Un égoïsme sans nom s’empare d’à peu près tout le monde. Un amour de soi (qui n’en n’est pas un en vérité) fait son office selon des valeurs inversées que depuis l’auteur de Zarathoustra celui qui veut bien s’en donner la peine connaît. L’homme en venant à ne concentrer toute son attention que sur lui-même fera réfléchir le miroir selon les modalités qui lui conviennent. La menace engloutissante du néant ne lui apparaîtra nullement. L’imagination nous fait prendre des vessies pour des lanternes. « L’imagination au pouvoir » clamait un beau slogan de mai 1968. Eh bien nous y sommes ! Elle est bel et bien au pouvoir l’imagination, mais lorsque les bulldozers de la bêtise lui sont passés dessus (comme je le disais plus haut), elle est pieça, raplapla, ramolie. Pauvre de sa propre absence elle nous fait croire tout et n’importe quoi et attribue à tout et n’importe qui des qualités inexistantes. Ainsi meublons-nous de manière fictive le vide de notre condition post-moderne.
A présent, un égoïste imbu de lui-même et plein d’imagination sait toujours se divertir … à sa juste mesure, bien entendu. En compagnie d’autres égoïstes emplis d’imagination aussi. Et tous ces égoïstes exorcisent quotidiennement la mort qu’ils savent, pourtant, inévitable. Au sens étymologique, se divertissant ils « se détournent de quelque chose ». De quoi ? d’eux-mêmes bien sûr ! Un jeu. Un hobby. Un travail personnel qu’on souhaitait accomplir et nous voilà accaparés par notre envie de tenir, de gagner, de s’exprimer, de réussir. Une collection de pins ou de carte téléphoniques ? Une maquette de bateau pirate ? Une tour Eiffel de deux mètres de haut avec des allumettes ? Un puzzle ? Franchir les nouvelles étapes du dernier jeu sur PC ? Aller danser ensemble ? Ça vous dit ? Surtout ne pas invoquer ni même évoquer le silence, le calme, le repos.

« Mon enfant, ma sœur,
Songe à la douceur
D'aller là-bas vivre ensemble !
Aimer à loisir,
Aimer et mourir
Au pays qui te ressemble !
Les soleils mouillés
De ces ciels brouillés
Pour mon esprit ont les charmes
Si mystérieux
De tes traîtres yeux,
Brillant à travers leurs larmes.

Là, tout n'est qu'ordre et beauté,
Luxe, calme et volupté.

Des meubles luisants,
Polis par les ans,
Décoreraient notre chambre ;
Les plus rares fleurs
Mêlant leurs odeurs
Aux vagues senteurs de l'ambre,
Les riches plafonds,
Les miroirs profonds,
La splendeur orientale,
Tout y parlerait
À l'âme en secret
Sa douce langue natale.

Là, tout n'est qu'ordre et beauté,
Luxe, calme et volupté.

Vois sur ces canaux
Dormir ces vaisseaux
Dont l'humeur est vagabonde ;
C'est pour assouvir
Ton moindre désir
Qu'ils viennent du bout du monde.
- Les soleils couchants
Revêtent les champs,
Les canaux, la ville entière,
D'hyacinthe et d'or ;
Le monde s'endort
Dans une chaude lumière.

Là, tout n'est qu'ordre et beauté,
Luxe, calme et volupté. »


« Les Fleurs du Mal » sont un Souverain Bien.

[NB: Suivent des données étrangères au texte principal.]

Issue #2276, opened 2016-03-30
Crash at startup with multiple monitors.


layus:
Output of `i3 --moreversion 2>&- || i3 --version`:

Binary i3 version:  4.12-17-g84c39a1 (2016-03-30, branch "next") © 2009 Michael Stapelberg and contributors
Running i3 version: 4.12-17-g84c39a1 (2016-03-30, branch "next") (pid 989)
Loaded i3 config: /home/gmaudoux/.i3/config (Last modified: mer 30 mar 2016 16:16:31 CEST, 648 seconds ago)

The i3 binary you just called: /usr/bin/i3
The i3 binary you are running: i3

URL to a logfile as per http://i3wm.org/docs/debugging.html: 

http://logs.i3wm.org/logs/5718016125829120.bz2

**What I did:**

Boot and exec `startx`.

**What I saw:**

i3 crashed, the small "i3 crashed" popup appearing, but with no text, just a black box.

**What I expected instead:**

Hmm... i3 starting normally :-).

**Extra info:**

My laptop is docked an plugged to an external monitor.
To manage docking and external monitors/projectors, i use autorandr, which is called automatically when drm events are noticed. This is done by my monitormonitors script.

My feeling is that i3 crashes because my postswitch script (see below) tries to send messages to i3 just when i3 is comping with the new monitor layout notified by xrandr.

Note that autorandr is always called once to check the disposition at the begining:

```
#!/usr/bin/env python

import functools
import os.path
import pyudev
import subprocess
from pprint import pprint
from threading import Timer


def main():
    BASE_PATH = os.path.abspath(os.path.dirname(__file__))
    path = functools.partial(os.path.join, BASE_PATH)
    call = lambda x, *args: subprocess.call([x] + list(args))
    autorandr = lambda: call('/usr/bin/autorandr', '-c', '--default', 'presentation')

    context = pyudev.Context()
    monitor = pyudev.Monitor.from_netlink(context)
    monitor.filter_by(subsystem='drm')
    monitor.start()

    timer = Timer(0.5, autorandr)
    timer.start()

    for device in iter(monitor.poll, None):
        pprint(device)
        pprint(device.attributes)
        # I can add more logic here, to run only certain kinds of devices are plugged.

        # This ensures that we fire only one call to autorandr for multiple events occuring within some interval.
        timer.cancel()
        timer.join()
        timer = Timer(0.5, autorandr)
        timer.start()


if __name__ == '__main__':
    main()
```

[...]

PR #2684, opened 2017-02-16
Temporary fix for #2276

layus:
@Airblader  It would be really nice to have this merged. I know it is not a proper fix, but at least we would not experience repeated segfaults in the meantime. #2276 has been open for a full year. How long will it take to receive a proper fix ?

### DIFF
--- a/src/commands.c
+++ b/src/commands.c
@@ -95,6 +95,8 @@ static bool definitelyGreaterThan(float a, float b, float epsilon) {
  */
 static bool maybe_back_and_forth(struct CommandResultIR *cmd_output, const char *name) {
     Con *ws = con_get_workspace(focused);
+    if (ws == NULL)
+        return false;
 
     /* If we switched to a different workspace, do nothing */
     if (strcmp(ws->name, name) != 0)


Airblader:
Thanks for your contribution.

I'm going to decline this because I'd like to avoid merging workarounds. They tend to make something better in the short run, but overall it hides an issue that isn't understood and might only lead to making it even harder to figure out the problem.

> How long will it take to receive a proper fix ?

As soon as somebody spent the time to figure out the root cause and comes up with the fix for it (which doesn't necessarily have to be the same person). Everybody is welcome to do so. :-)

That said, if the issue is a big pain for you and you don't want to invest the time, you can run your patch locally. I hope you understand why I don't want to merge it, though.

layus:
Yep, I understand. I can indeed patch locally, but I find this quite deceptive for other users who may encounter the same issue.

Airblader:
Once you have the workaround in upstream, nobody wants to spend time on the issue ever again, though. :-)

layus:
Unless the issue comes out again. Otherwise the workaround is a real fix, even if no-one knows why ;-). *Half kidding here*

Airblader:
Once you stop understanding the software you deliver, you're in big trouble. :-)

PR #2685, opened 2017-02-17
Copy the entire window content on Expose events.

### LINKED ISSUE #2683: Borders disapear for a few (long) seconds
*i3 version 4.13-60-gad9c879c*

**Optional Conditions**
Many (multiple) windows

**What I did:**
Ctrl-Alt-F1 and Ctrl-Alt-F2 (jump back and forth)

**What I saw:**
Borders disappear for a few seconds (very noticeable) then reappear.
It's easily noticeable if you have multiple windows (e.g. in stacking layout).
(The easiest way to notice this is to have one more WM running at the same time, then jumping back-and-forth between them.)

**What I expected instead:**
Borders shouldn't disappear (or, at least, should redraw *more quickly*).
Something is apparently different since it's not as nearly as noticeable as before.
My previous build (a301396) doesn't display this behaviour.

Airblader:
With commit d58dbc3 we started ignoring Expose events in a sequence
except for the last one. Since we only copied the affected part of
the window in the Expose event handler, this caused incorrectly
rendered window decorations.

Instead of reverting to the old behavior, we now copy the entire window
content on this single, last event with the following rationale:
- It's cheaper to copy a larger chunk once than multiple smaller
  chunks doing one server roundtrip each.
- That's how we do it when rendering out decoration on decoration
  changes as well.

fixes #2683

### DIFF
--- a/src/handlers.c
+++ b/src/handlers.c
@@ -614,12 +614,9 @@ static void handle_expose_event(xcb_expose_event_t *event) {
     }
 
     /* Since we render to our surface on every change anyways, expose events
-     * only tell us that the X server lost (parts of) the window contents. We
-     * can handle that by copying the appropriate part from our surface to the
-     * window. */
+     * only tell us that the X server lost (parts of) the window contents. */
     draw_util_copy_surface(&(parent->frame_buffer), &(parent->frame),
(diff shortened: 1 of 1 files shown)


Airblader:
@nmschulte :-)

PR #2690, opened 2017-02-22
docs: explain adding containers into stcratchpad

sudo-nice:


Airblader:
Thanks for your contribution. I'm going to have to reject this because floating nested containers are not something we actually (want to) support, it just more or less happens to work. For this reason I don't want to document this behavior, because that would turn it into supported behavior.

PR #2705, opened 2017-03-12
i3bar: accept 'primary' for output config option

lebenlechzer:
This adds the previously adressed but unresolved feature to accept 'primary' as output option in the i3bar config.

fixes #2311 
@Airblader @acrisci

PR #2725, opened 2017-04-03
Feature/output primary

### LINKED ISSUE #2311: i3bar: Accept "primary" for output config option
This is a feature request to add the argument "primary" as special case to the `output` config option for i3bar to enable the bar to automatically be put on the primary monitor without having to configure an output explicitly (helpful with occasionally changing monitor setups), similar to `tray_output`.

My specific use case is to be able to have an i3bar with a different `status_command` on the primary output.

nmschulte:
#2705 with the `clang-format` fixes

fixes #2311 

@lebenlechzer

### DIFF
--- a/docs/userguide
+++ b/docs/userguide
@@ -1378,7 +1378,7 @@ directive multiple times.
 
 *Syntax*:
 ---------------
-output <output>
+output primary|<output>
 ---------------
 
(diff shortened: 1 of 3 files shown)


Airblader:
Thansk!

Ces choses-là sont insupportables puisqu’elles permettent la réflexion, l’introspection (même gauche) et les tourments qui s’en suivent.

Ecrire pour dire quelque chose qui va plus loin que moi. Envers et contre tout, seul contre tous. Écrire consiste à faire émerger la vérité qui est toujours l’effleurement de la réalité par le logos et la représentation qui en découle, le discours qui en jaillit. C’est là la seule préoccupation qui compte, l’essentielle exigence. Même passée au prisme personnel, la vérité émerge vraiment lorsqu’elle touche à l’universel par ce qu’elle ose affirmer en perturbant le grand sommeil. Car la vérité, toujours, affirme. Elle se définit par sa permanence et, de ce fait, ne se confond pas avec la relativité et l’inconstance des opinions humaines. Si la condition humaine est toujours à peindre, si les subterfuges qui voilent cette condition sont à démasquer, écrire consiste aussi à plonger dans la fange non pour s’en vanter mais bien parce que la grandeur de l’être humain (qui le distingue de tout autre animal) se trouve dans cette capacité à méditer sur ses actes et sa condition si misérable soit-elle.

Noblesse et bassesse. Cathédrales et génocides. Entre l’ange et la bête nous nous frayons tant bien que mal, notre sinueux chemin. Jungle épaisse. Machette sanglante. Mygales, serpents, et hyènes. Et derrière la rivière, les marais, les lianes, les ronces jonchées de cadavres … soudain … la clairière ensoleillée et le temple.

Si tu crois en Dieu, lecteur, tu surmonteras les contradictions, sinon … seul le mouvement, la chasse (plus que le gibier ou la cible), l’avancée te permettront de vivre ton paradoxe.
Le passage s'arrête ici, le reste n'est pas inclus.